PR #940, opened 2026-04-15
feat(ccusage): add --human/-H flag for human-readable token display

jzlikewei:
## Summary

- Add `--human` / `-H` flag to all commands (daily, weekly, monthly, session, blocks)
- When enabled, token counts are displayed with K/M/B suffixes (e.g., `1.50M` instead of `1,500,000`)
- Includes unit tests for `formatNumberHuman` and `setHumanReadableNumbers`

## Details

Large token counts (millions+) are hard to scan visually. The `--human` flag provides a compact format:

| Raw | Human |
|---|---|
| 1,500,000 | 1.50M |
| 2,500 | 2.50K |
| 999 | 999 |

Implementation:
- New `formatNumberHuman()` function in `packages/terminal/src/table.ts`
- Global toggle via `setHumanReadableNumbers()` — called before any table output when `--human` is passed
- `formatNumber()` automatically delegates to `formatNumberHuman()` when the flag is active

## Summary by CodeRabbit

* **New Features**
  * Added `-H` / `--human` CLI flag to show token counts in human-readable format (K/M/B suffixes, rounded) in non-JSON tables and reports across blocks, daily, weekly, monthly, and session commands. JSON output remains unchanged.

### DIFF
--- a/apps/ccusage/src/_shared-args.ts
+++ b/apps/ccusage/src/_shared-args.ts
@@ -110,6 +110,12 @@ export const sharedArgs = {
 		description: 'Force compact mode for narrow displays (better for screenshots)',
 		default: false,
 	},
+	human: {
+		type: 'boolean',
+		short: 'H',
+		description: 'Display token counts in human-readable format (K/M/B suffixes)',
+		default: false,
+	},
 } as const satisfies Args;
 
 /**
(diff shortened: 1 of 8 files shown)


ryoppippi:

**Your task**
Which lines of the records above contain the word "output"? Report each one.

**Written answer**
- Global toggle via `setHumanReadableNumbers()` — called before any table output when `--human` is passed
  * Added `-H` / `--human` CLI flag to show token counts in human-readable format (K/M/B suffixes, rounded) in non-JSON tables and reports across blocks, daily, weekly, monthly, and session commands. JSON output remains unchanged.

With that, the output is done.